*WHAT NEEDS TO BE DONE*
Each entry needs to be restated exactly as written.

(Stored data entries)
↓

PR #272, opened 2026-08-20
Fixes time evolution observations

g1257:
Removes exceptions from observe one-points and two-points, and instead returns 0 when data isn't available yet in the hd5 file.


PDoakORNL (commented):
So the obvious thing here is that there should be a unit test that protects this now correct behavior. The question is what work needs to be done to make that happen?  Is it just a question of Fake/Mock/Stubs needing to devised?

g1257:
Yes, something needs to be done as a unit test. I put it in draft for now.

PDoakORNL (approved):
LGTM =

PR #283, opened 2026-08-27
fixes `@auto` for all odd site lattices

g1257:
The case of lattice sites equals three was special; this PR leaves that case alone and fixes all other odd lattices.


PDoakORNL (approved):
Looks fine to me. What's the root cause of this and the previous fix?  Is this a indexing starts at 0 versus the methodology starts site counts at 1 or something more particular?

↑

*RESULT*
PR #272, opened 2026-08-20
Fixes time evolution observations

g1257:
Removes exceptions from observe one-points and two-points, and instead returns 0 when data isn't available yet in the hd5 file.


PDoakORNL (commented):
So the obvious thing here is that there should be a unit test that protects this now correct behavior. The question is what work needs to be done to make that happen?  Is it just a question of Fake/Mock/Stubs needing to devised?

g1257:
Yes, something needs to be done as a unit test. I put it in draft for now.

PDoakORNL (approved):
LGTM =

PR #283, opened 2026-08-27
fixes `@auto` for all odd site lattices

g1257:
The case of lattice sites equals three was special; this PR leaves that case alone and fixes all other odd lattices.


PDoakORNL (approved):
Looks fine to me. What's the root cause of this and the previous fix?  Is this a indexing starts at 0 versus the methodology starts site counts at 1 or something more particular?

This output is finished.